- _Task requirements_
Look below for the line that has "(diff shortened: 1 of 1 files shown)". Set down the lines from there through the line that has "This is within", exactly as written.

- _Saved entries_
───

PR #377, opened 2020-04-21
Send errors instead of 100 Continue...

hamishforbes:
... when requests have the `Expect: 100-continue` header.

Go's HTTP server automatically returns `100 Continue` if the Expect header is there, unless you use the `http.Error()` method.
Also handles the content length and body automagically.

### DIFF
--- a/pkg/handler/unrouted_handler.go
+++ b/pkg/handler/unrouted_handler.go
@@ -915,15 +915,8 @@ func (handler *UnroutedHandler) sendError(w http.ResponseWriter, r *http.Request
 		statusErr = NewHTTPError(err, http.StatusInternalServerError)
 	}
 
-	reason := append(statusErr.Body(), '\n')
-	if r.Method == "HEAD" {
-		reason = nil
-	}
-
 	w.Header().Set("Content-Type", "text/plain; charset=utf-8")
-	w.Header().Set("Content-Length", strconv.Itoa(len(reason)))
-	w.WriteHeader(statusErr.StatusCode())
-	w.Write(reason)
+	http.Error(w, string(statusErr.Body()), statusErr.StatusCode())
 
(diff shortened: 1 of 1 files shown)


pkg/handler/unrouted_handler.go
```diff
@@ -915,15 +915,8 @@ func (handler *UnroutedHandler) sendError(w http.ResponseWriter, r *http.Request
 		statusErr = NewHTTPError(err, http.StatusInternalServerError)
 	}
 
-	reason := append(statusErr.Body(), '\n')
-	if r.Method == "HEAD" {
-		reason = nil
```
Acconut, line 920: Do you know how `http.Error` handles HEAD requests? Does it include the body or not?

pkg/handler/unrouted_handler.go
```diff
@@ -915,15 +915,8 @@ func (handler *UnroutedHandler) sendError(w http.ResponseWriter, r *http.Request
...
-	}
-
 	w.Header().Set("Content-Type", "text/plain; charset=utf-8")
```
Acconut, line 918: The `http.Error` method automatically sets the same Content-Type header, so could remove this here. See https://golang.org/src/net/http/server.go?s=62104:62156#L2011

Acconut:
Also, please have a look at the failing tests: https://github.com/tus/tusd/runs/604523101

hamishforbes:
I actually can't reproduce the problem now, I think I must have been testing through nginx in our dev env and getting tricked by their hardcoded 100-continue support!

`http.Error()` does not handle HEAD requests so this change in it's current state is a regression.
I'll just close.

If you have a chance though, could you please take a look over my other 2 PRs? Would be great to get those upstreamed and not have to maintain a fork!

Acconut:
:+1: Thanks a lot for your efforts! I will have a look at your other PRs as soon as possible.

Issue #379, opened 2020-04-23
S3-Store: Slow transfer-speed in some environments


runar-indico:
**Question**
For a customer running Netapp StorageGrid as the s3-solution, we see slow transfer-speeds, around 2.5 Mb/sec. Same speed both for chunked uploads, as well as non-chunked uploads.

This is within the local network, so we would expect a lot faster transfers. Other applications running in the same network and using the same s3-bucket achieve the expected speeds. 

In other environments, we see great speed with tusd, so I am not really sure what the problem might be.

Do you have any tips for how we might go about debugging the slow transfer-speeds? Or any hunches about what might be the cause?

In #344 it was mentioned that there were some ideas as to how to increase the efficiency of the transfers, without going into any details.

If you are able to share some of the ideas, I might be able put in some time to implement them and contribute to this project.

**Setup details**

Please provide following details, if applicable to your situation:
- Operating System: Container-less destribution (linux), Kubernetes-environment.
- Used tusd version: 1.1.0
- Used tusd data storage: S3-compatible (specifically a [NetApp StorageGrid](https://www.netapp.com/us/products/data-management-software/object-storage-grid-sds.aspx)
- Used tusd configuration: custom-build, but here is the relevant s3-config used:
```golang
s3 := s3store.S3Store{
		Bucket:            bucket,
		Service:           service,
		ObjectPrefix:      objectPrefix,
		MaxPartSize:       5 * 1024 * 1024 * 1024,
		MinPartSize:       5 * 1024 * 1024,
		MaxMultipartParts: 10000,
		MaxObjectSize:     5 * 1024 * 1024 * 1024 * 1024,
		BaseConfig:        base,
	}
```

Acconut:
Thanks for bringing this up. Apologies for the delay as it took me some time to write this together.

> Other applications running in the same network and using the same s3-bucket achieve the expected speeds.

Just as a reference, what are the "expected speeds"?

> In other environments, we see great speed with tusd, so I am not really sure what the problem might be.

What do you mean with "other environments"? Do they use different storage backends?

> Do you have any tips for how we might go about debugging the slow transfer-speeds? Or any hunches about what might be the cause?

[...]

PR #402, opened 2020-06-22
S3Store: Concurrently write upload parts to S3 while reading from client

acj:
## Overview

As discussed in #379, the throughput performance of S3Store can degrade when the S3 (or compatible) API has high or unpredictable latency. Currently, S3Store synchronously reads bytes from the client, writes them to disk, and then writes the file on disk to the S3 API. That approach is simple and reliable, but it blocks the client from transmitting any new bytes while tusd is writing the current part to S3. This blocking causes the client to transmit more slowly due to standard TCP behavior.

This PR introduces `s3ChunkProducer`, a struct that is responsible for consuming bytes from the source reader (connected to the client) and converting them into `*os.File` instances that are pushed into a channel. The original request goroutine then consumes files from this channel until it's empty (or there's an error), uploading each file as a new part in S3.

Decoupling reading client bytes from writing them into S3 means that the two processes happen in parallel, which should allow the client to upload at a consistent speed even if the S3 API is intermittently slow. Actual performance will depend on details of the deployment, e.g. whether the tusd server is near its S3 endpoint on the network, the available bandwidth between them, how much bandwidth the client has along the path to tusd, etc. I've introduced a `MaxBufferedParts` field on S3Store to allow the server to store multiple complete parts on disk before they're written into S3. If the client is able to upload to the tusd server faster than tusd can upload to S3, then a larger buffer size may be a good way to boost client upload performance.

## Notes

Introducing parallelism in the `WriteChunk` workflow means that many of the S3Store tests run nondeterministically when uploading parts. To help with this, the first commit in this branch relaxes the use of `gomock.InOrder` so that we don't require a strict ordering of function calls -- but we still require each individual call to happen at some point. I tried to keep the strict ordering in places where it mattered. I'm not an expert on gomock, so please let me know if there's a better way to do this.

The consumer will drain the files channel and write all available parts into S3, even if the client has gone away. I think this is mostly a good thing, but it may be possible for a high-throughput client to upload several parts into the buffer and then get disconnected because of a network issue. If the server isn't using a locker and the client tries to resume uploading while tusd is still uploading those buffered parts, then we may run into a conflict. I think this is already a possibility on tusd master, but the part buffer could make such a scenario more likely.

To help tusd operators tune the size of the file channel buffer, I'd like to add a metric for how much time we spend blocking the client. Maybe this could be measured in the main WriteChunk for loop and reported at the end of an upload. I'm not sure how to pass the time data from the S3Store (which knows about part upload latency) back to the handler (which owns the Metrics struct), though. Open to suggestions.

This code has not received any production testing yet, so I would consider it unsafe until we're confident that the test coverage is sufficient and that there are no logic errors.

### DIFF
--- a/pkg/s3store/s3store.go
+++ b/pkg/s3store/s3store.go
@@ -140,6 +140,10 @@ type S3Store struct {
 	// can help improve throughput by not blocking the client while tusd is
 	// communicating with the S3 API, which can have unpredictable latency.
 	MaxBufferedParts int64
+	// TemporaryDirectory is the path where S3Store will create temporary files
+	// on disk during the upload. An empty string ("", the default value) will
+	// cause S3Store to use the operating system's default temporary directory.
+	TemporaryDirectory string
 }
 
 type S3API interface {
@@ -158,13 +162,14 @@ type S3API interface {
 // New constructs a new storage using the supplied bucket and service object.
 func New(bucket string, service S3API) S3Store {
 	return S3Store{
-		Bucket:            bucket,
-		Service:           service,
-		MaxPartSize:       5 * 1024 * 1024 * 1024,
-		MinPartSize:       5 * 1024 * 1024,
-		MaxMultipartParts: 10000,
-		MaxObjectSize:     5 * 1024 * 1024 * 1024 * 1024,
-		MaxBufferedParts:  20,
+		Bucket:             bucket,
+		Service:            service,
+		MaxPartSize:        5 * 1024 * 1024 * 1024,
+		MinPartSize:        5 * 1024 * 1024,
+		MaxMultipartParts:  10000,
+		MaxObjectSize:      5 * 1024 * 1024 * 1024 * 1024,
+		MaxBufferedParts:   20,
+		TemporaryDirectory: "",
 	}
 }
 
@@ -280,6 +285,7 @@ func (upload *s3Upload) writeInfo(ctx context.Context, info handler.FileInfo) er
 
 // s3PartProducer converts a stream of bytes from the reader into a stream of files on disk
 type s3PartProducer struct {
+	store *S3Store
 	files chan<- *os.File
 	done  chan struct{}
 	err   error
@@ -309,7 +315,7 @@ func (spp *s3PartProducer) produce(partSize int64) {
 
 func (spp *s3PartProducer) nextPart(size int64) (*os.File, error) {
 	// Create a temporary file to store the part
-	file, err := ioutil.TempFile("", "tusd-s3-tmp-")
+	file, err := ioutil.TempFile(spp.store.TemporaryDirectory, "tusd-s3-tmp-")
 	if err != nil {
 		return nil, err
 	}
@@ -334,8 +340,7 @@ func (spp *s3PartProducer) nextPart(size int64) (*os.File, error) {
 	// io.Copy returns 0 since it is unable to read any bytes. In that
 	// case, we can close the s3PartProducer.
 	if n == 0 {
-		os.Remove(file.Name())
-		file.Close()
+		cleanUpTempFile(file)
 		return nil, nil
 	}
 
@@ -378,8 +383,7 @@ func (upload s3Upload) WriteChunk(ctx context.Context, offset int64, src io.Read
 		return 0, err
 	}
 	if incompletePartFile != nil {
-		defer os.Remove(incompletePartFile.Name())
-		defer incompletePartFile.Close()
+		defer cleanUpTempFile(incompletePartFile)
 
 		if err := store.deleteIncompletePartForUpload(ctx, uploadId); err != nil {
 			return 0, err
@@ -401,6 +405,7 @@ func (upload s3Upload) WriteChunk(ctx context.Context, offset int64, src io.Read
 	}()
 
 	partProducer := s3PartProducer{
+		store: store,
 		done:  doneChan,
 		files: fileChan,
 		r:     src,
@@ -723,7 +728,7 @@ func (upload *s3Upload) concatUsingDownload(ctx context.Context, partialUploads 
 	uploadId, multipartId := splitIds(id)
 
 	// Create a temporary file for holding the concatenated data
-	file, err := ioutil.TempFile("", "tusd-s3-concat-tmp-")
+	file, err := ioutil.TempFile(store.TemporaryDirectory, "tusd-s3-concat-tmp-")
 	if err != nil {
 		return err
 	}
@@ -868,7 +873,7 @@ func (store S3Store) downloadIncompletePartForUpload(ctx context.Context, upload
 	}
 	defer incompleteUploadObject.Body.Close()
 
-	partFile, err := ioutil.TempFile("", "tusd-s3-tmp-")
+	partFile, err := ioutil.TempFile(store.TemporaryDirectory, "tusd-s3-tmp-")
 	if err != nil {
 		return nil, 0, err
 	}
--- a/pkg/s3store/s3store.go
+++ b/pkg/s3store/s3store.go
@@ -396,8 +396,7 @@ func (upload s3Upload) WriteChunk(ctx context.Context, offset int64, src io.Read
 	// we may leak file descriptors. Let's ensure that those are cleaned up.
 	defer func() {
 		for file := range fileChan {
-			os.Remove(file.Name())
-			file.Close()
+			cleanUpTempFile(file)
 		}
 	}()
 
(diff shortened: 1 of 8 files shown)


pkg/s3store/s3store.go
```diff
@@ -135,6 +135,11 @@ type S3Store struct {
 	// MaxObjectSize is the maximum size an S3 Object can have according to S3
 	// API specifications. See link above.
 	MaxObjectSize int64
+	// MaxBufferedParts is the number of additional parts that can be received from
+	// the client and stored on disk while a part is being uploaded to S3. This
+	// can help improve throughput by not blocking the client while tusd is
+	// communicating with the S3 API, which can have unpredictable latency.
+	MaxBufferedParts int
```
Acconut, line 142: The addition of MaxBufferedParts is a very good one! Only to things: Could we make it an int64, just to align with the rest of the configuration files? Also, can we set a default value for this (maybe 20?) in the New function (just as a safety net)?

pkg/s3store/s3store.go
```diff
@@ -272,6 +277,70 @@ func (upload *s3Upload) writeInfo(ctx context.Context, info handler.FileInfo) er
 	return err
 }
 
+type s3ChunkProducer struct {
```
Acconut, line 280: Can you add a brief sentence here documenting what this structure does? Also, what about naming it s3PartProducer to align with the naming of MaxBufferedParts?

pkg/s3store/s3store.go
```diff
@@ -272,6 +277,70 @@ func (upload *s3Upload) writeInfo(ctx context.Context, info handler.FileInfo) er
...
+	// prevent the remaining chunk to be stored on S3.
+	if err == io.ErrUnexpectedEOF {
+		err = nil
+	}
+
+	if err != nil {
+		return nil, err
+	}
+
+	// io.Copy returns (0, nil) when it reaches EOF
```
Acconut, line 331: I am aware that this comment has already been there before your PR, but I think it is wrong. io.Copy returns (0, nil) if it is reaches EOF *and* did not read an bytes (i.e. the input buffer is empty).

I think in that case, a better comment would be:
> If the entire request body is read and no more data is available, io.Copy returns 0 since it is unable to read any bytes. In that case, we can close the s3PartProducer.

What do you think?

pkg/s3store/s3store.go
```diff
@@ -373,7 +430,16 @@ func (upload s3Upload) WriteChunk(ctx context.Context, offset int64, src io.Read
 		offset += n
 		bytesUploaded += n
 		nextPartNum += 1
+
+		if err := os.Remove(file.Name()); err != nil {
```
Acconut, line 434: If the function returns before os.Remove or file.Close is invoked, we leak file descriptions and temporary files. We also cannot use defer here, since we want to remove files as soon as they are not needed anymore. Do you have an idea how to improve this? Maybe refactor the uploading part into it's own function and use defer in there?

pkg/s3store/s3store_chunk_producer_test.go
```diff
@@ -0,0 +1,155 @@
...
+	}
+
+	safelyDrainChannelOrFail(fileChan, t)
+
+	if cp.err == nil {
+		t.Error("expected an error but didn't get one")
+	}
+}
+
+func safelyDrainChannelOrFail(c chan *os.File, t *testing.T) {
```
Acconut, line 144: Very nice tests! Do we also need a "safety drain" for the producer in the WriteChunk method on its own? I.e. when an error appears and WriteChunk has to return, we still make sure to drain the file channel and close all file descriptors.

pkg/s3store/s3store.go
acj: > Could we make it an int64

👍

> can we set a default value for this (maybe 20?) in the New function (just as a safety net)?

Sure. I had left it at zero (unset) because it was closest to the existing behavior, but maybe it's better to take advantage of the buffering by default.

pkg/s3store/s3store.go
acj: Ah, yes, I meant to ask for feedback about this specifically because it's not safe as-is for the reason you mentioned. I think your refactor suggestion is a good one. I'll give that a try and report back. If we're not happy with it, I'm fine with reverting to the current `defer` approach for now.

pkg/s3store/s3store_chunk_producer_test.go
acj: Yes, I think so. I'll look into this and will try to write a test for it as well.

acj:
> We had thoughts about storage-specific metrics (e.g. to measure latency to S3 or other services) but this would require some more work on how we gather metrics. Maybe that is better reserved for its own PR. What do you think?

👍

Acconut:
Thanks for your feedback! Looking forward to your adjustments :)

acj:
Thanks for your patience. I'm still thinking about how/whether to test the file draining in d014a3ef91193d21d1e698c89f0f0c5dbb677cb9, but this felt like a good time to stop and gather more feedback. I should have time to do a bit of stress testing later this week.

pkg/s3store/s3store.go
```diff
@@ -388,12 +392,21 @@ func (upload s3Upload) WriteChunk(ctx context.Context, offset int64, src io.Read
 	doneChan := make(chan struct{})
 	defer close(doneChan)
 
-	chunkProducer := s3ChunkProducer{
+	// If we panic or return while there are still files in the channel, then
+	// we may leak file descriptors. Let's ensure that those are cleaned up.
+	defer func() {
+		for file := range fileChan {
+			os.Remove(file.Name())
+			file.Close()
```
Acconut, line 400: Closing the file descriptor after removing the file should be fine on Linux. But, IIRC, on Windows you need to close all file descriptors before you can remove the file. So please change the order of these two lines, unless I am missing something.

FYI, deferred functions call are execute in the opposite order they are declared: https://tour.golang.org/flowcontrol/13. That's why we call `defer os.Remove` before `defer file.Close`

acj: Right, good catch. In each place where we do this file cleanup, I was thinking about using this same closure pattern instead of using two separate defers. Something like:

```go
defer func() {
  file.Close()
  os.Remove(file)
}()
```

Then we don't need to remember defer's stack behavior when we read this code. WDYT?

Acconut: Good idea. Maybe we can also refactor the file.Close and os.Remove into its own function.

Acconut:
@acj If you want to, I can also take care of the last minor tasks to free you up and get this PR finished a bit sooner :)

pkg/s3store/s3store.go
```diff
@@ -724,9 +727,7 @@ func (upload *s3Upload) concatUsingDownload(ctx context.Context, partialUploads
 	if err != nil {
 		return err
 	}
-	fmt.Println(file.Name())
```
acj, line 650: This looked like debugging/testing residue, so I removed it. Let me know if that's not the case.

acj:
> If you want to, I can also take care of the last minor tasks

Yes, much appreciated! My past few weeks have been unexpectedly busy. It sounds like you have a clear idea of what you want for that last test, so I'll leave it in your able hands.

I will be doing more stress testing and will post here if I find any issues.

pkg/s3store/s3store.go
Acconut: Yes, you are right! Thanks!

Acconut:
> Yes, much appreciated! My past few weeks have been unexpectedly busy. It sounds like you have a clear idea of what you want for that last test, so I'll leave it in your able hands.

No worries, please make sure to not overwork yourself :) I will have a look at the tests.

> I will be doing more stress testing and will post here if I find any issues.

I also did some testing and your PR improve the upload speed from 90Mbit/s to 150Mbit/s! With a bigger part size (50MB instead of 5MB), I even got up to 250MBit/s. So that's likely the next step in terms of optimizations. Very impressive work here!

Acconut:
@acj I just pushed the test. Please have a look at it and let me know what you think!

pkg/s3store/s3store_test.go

───

- _Solution for this task_
(diff shortened: 1 of 1 files shown)


pkg/handler/unrouted_handler.go
```diff
@@ -915,15 +915,8 @@ func (handler *UnroutedHandler) sendError(w http.ResponseWriter, r *http.Request
 		statusErr = NewHTTPError(err, http.StatusInternalServerError)
 	}
 
-	reason := append(statusErr.Body(), '\n')
-	if r.Method == "HEAD" {
-		reason = nil
```
Acconut, line 920: Do you know how `http.Error` handles HEAD requests? Does it include the body or not?

pkg/handler/unrouted_handler.go
```diff
@@ -915,15 +915,8 @@ func (handler *UnroutedHandler) sendError(w http.ResponseWriter, r *http.Request
...
-	}
-
 	w.Header().Set("Content-Type", "text/plain; charset=utf-8")
```
Acconut, line 918: The `http.Error` method automatically sets the same Content-Type header, so could remove this here. See https://golang.org/src/net/http/server.go?s=62104:62156#L2011

Acconut:
Also, please have a look at the failing tests: https://github.com/tus/tusd/runs/604523101

hamishforbes:
I actually can't reproduce the problem now, I think I must have been testing through nginx in our dev env and getting tricked by their hardcoded 100-continue support!

`http.Error()` does not handle HEAD requests so this change in it's current state is a regression.
I'll just close.

If you have a chance though, could you please take a look over my other 2 PRs? Would be great to get those upstreamed and not have to maintain a fork!

Acconut:
:+1: Thanks a lot for your efforts! I will have a look at your other PRs as soon as possible.

Issue #379, opened 2020-04-23
S3-Store: Slow transfer-speed in some environments


runar-indico:
**Question**
For a customer running Netapp StorageGrid as the s3-solution, we see slow transfer-speeds, around 2.5 Mb/sec. Same speed both for chunked uploads, as well as non-chunked uploads.

This is within the local network, so we would expect a lot faster transfers. Other applications running in the same network and using the same s3-bucket achieve the expected speeds. 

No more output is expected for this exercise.